Task statement -> Please give every entry again, exactly as it reads.

Material to process ->
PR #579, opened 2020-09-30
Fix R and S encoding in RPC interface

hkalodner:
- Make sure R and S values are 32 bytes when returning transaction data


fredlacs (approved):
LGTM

Reply to the exercise ->
PR #579, opened 2020-09-30
Fix R and S encoding in RPC interface

hkalodner:
- Make sure R and S values are 32 bytes when returning transaction data


fredlacs (approved):
LGTM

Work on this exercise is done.